The oner algorithm is widely used to obtain a general understanding of data, and sometimes even directly obtain results.

Oner Algorithm Implementation

The idea of oner is very simple. It establishes a rule that only tests a single attribute and performs different branches. Different attribute values for each branch.

The branch class is the class with the most appearance of raw data (training data) on this branch.

 

Each attribute generates a different rule set, and each rule corresponds to each value of this attribute. Evaluate the error rate of the rule set for each attribute value and select the one with the best effect.

PseudoCodeStatement:

For each attribute

For each attribute value of this attribute, create the following rules

Calculate the frequency of occurrence of each category

Find the most frequent category

Create a rule and assign this category to this attribute value

Calculate the rule Error Rate

Select the rule with the smallest error rate

 

In a simple example, the data uses the weather dataset that comes with WEKA.

For each attribute, there are five. The last one is the result we want to output, so there are only four attribute values. Outlook, temperature, humidity, and windy.

Calculate the outlook attribute first. It has three attribute values: Sunny, rainy, and overcast.

For the value sunny, there are a total of five data records.

There are 3 corresponding to play as NO, 2 corresponding to play as yes, and the most frequent is no.
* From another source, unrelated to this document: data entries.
PR #3989, opened 2023-06-19
Backend: Add approval requested parameter to avoid multple approval re…

AyushR1:
This would avoid the case when multiple approvals request are made


gchhablani:
I will let this PR be for now. I am closing it as it is not needed. We haven't seen too many multiple requests in a day. If we miss the message, they should be able to resend.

Therefore, Sunny is assigned no.

Similarly, for rainy, there are five records.

There are 3 corresponding to play as yes, 2 corresponding to play as no, and the most frequent is yes, so the value of Rainy is yes.

Similarly, if the overcast attribute value is calculated, the value is yes.

 

Then calculate the error rate

Sunny-> NO contains three correct categories and two wrong categories, with an error of 0.4.
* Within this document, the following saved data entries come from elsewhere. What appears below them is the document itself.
PR #4000, opened 2023-06-21
[Frontend] Make profile page tabular

Suryansh5545:
Showing Auth Token, Password , Profile in tabular form.

https://github.com/Cloud-CV/EvalAI/assets/34577232/d8b88f3d-6bcc-4b0f-867b-36e9802347a5


Suryansh5545:
The New UI look with fixed css

Selection_015

frontend/src/js/controllers/profileCtrl.js
```diff
@@ -169,6 +175,200 @@
...
+            else if (ev.currentTarget.id === "first_name") {
+                vm.titleInput = "First Name";
+                vm.editid = "first_name";
+            }
+            else if (ev.currentTarget.id === "last_name") {
+                vm.titleInput = "Last Name";
+                vm.editid = "last_name";
+            }
+            else if (ev.currentTarget.id === "affiliation") {
+                vm.titleInput = "Affiliation";
```
rahul2240, line 204: use switch case

frontend/src/js/controllers/profileCtrl.js
```diff
@@ -169,6 +175,200 @@
...
+                targetEvent: ev,
+                templateUrl: 'dist/views/web/profile/edit-profile/edit-profile.html',
+                escapeToClose: false
+            });
+        };
+
+        // function to update Profile
+        vm.updateProfile = function(resetconfirmFormValid, editid) {
+            if (resetconfirmFormValid) {
+                vm.user.github_url = vm.user.github_url === null ? "" : vm.user.github_url;
```
rahul2240, line 232: try "nullish coalescing operator" here

frontend/src/js/controllers/profileCtrl.js
Suryansh5545: ok

apps/accounts/serializers.py
```diff
@@ -20,15 +20,16 @@ class Meta:
             "last_name",
             "password",
         )
-        read_only_fields = ("email", "username")
```
gchhablani, line 23: Don't change this line. We will do username change later.

apps/accounts/serializers.py
```diff
@@ -20,15 +20,16 @@ class Meta:
...
+        read_only_fields = ("email",)
 
 
 class ProfileSerializer(UserDetailsSerializer):
     """
     Serializer to update the user profile.
     """
 
-    affiliation = serializers.CharField(source="profile.affiliation")
+    affiliation = serializers.CharField(source="profile.affiliation", allow_blank=True)
```
gchhablani, line 32: Why do we allow blank affiliation?

apps/accounts/serializers.py
```diff
@@ -53,6 +54,7 @@ class Meta(UserDetailsSerializer.Meta):
         )
 
     def update(self, instance, validated_data):
+        username = validated_data.get("username")
```
gchhablani, line 57: Remove this.

apps/accounts/serializers.py
```diff
@@ -64,7 +66,8 @@ def update(self, instance, validated_data):
         )
 
         profile = instance.profile
-        if profile_data and affiliation:
+        if profile_data:
+            profile.username = username
```
gchhablani, line 70: Remove this change.

frontend/src/js/controllers/profileCtrl.js
```diff
@@ -53,7 +58,7 @@
                             if (i === "linkedin_url" || i === "github_url" || i === "google_scholar_url") {
                                 result[i] = "";
                             } else {
-                                result[i] = "-";
+                                result[i] = "";
```
gchhablani, line 61: Is this change there to show nothing instead of `-`?
Why are we doing this?

frontend/src/js/controllers/profileCtrl.js
```diff
@@ -169,6 +175,193 @@
             };
             utilities.sendRequest(parameters);
         };
+
+        vm.isURLValid = function(url) {
+            if (url === undefined || url === null) {
+                return true;
+            }
+            return (url.length <= 200);
```
gchhablani, line 183: Why is this needed? Was is there earlier?

frontend/src/js/controllers/profileCtrl.js
```diff
@@ -169,6 +175,193 @@
...
+                            password1_valid = typeof(response.data.new_password1) !== 'undefined' ? true : false;
+                            password2_valid = typeof(response.data.new_password2) !== 'undefined' ? true : false;
+                            if (oldpassword_valid) {
+                                vm.FormError = Object.values(response.data.old_password).join(" ");
+                            }else if (password1_valid) {
+                                vm.FormError = Object.values(response.data.new_password1).join(" ");
+                            } else if (password2_valid) {
+                                vm.FormError = Object.values(response.data.new_password2).join(" ");
+                            }
+                        } catch (error) {
```
gchhablani, line 352: Why was this method added here?
How was it handled previously?

frontend/src/js/route-config/route-config.js
```diff
@@ -362,10 +362,47 @@
...
+            title: 'Editprofile',
+            authenticate: true
+        };
+
+        var ChangePassword = {
+            name: "web.profile.ChangePassword",
+            parent: "web.profile",
+            url: "/change-password",
+            templateUrl: baseUrl + "/web/change-password.html",
+            title: 'ChangePassword',
```
gchhablani, line 405: Keep the variable names like `update_profile` as they were earlier. The title should be `Update Profile`. Don't introduce new formats unless needed.

frontend/tests/controllers-test/profileCtrl.test.js
```diff
@@ -70,7 +71,7 @@ describe('Unit tests for profile controller', function () {
             for (var i = 0; i < successResponse.length; i++) {
                 if (successResponse[i] === "" || successResponse[i] === undefined || successResponse[i] === null) {
                     successResponse[i] = "-";
-                    expect(vm.countLeft).toEqual(vm.countLeft + 1);
```
gchhablani, line 73: Why was this supposed to be true?

frontend/tests/controllers-test/profileCtrl.test.js
```diff
@@ -70,7 +71,7 @@ describe('Unit tests for profile controller', function () {
...
+                    expect(vm.countLeft).toEqual(vm.countLeft);
```
gchhablani, line 74: What does this test anyway?

tests/unit/accounts/test_views.py
```diff
@@ -54,8 +54,8 @@ def test_cannot_update_username(self):
         response = self.client.put(
             os.path.join("api", "auth", str(self.url)), self.data
         )
-        self.assertNotContains(response, "anotheruser")
-        self.assertContains(response, "someuser")
+        self.assertNotContains(response, "someuser")
+        self.assertContains(response, "anotheruser")
```
gchhablani, line 58: Remove updating usernames!

gchhablani (commented):
Left some comments.

apps/accounts/serializers.py
Suryansh5545: This function is called for each instance of dialog we open , so we must allow it or we will have to make a completely separate function for this. in the earlier version we were editing everything in one place so we could make it a must but in this it isn't possible without a view function

frontend/src/js/controllers/profileCtrl.js
Suryansh5545: These all new functions were previously in a seprate updateprofile and changepassword files, since we are now working on a single page with most of the stuff. i added them here.

frontend/tests/controllers-test/profileCtrl.test.js
Suryansh5545: This and other instance of countLeft is basically to check if the value we get for any field except the url fields is null or empty if it is then we add a "-" to it for display purposes, i replaced that with emtpy as i have put other way of display this with doesn't affect our dialog box values

tests/unit/accounts/test_views.py
Suryansh5545: Done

Rainy-> yes, the error is 0.4.

Overcast-> yes, the error is 0.

Outlook error 4/14

 

The temperature, humidity, and windy attributes are calculated in sequence, and the error and total error are calculated. Then select the smallest error (if the difference is the same, it is random or the stability is high ).

The final result is

Sunny->Norainy->Yesovercast-> Yes

 

Use WEKA to implement the oner Algorithm

WEKA itself has implemented the oner algorithm, which is located in the WEKA. classifiers. Rules package.

Oner can input a parameter. If it is a continuous value and you want to discretization them, you can specify a bucket size.

 
Instances instances = datasource. Read ("Data/weather. ARFF"); Instances. setclassindex (instances. numattributes ()-1); System. Out. println (instances. tosummarystring (); oner=NewOner (); oner. setdebug (False); Oner. setminbucketsize (6); Oner. buildclassifier (instances); system. Out. println (oner. tostring ());

Effect:

If you set the bucket size to 1, the results will be very different.
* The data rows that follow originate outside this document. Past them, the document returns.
PR #4002, opened 2023-06-26
[Backend] Add tests for code-upload worker

AyushR1:


scripts/workers/code_upload_submission_worker.py
```diff
@@ -10,8 +10,8 @@
 
 # TODO: Add exception in all the commands
 from kubernetes.client.rest import ApiException
-from statsd_utils import increment_and_push_metrics_to_statsd
-from worker_utils import EvalAI_Interface
+from .statsd_utils import increment_and_push_metrics_to_statsd
+from .worker_utils import EvalAI_Interface
```
gchhablani, line 14: Why was this change needed?

gchhablani (commented):
This PR looks good to me. Just that I'm not sure why the code upload submission worker was modified.

@gautamjajoo @rahul2240 Please provide another review.

scripts/workers/code_upload_submission_worker.py
gchhablani: @AyushR1 Are you sure this doesn't break any of the existing code? For example, if I create a code-upload challenge, the worker will work fine?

Obviously, the previous result is much more useful.

References

For more information about oner, see r.c. Holte in 1993.ArticleVery simple classification rules perform well on most commonly used datasets. The page number is 63-91.

Attached: http://www.ctdisk.com/file/6000694

Contact Us

The content source of this page is from Internet, which doesn't represent Alibaba Cloud's opinion; products and services mentioned on that page don't have any relationship with Alibaba Cloud. If the content of the page makes you feel confusing, please write us an email, we will handle the problem within 5 days after receiving your email.

If you find any instances of plagiarism from the community, please send an email to: info-contact@alibabacloud.com and provide relevant evidence. A staff member will contact you within 5 working days.

A Free Trial That Lets You Build Big!

Start building with 50+ products and up to 12 months usage for Elastic Compute Service

  • Sales Support

    1 on 1 presale consultation

  • After-Sales Support

    24/7 Technical Support 6 Free Tickets per Quarter Faster Response

  • Alibaba Cloud offers highly flexible support services tailored to meet your exact needs.